#### Dataset extract
PR #46, opened 2024-07-03
NAS-129729 / 24.10 / Properly mark github action as success if nothing has been published

Qubad786:
## Problem

When there are no published apps, update catalog action would error out because it still tries to commit (part of it still commits where only date hashes are changed and published)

#### Task directions
The task requires that all the material be restated word for word.

#### Exercise result
PR #46, opened 2024-07-03
NAS-129729 / 24.10 / Properly mark github action as success if nothing has been published

Qubad786:
## Problem

When there are no published apps, update catalog action would error out because it still tries to commit (part of it still commits where only date hashes are changed and published)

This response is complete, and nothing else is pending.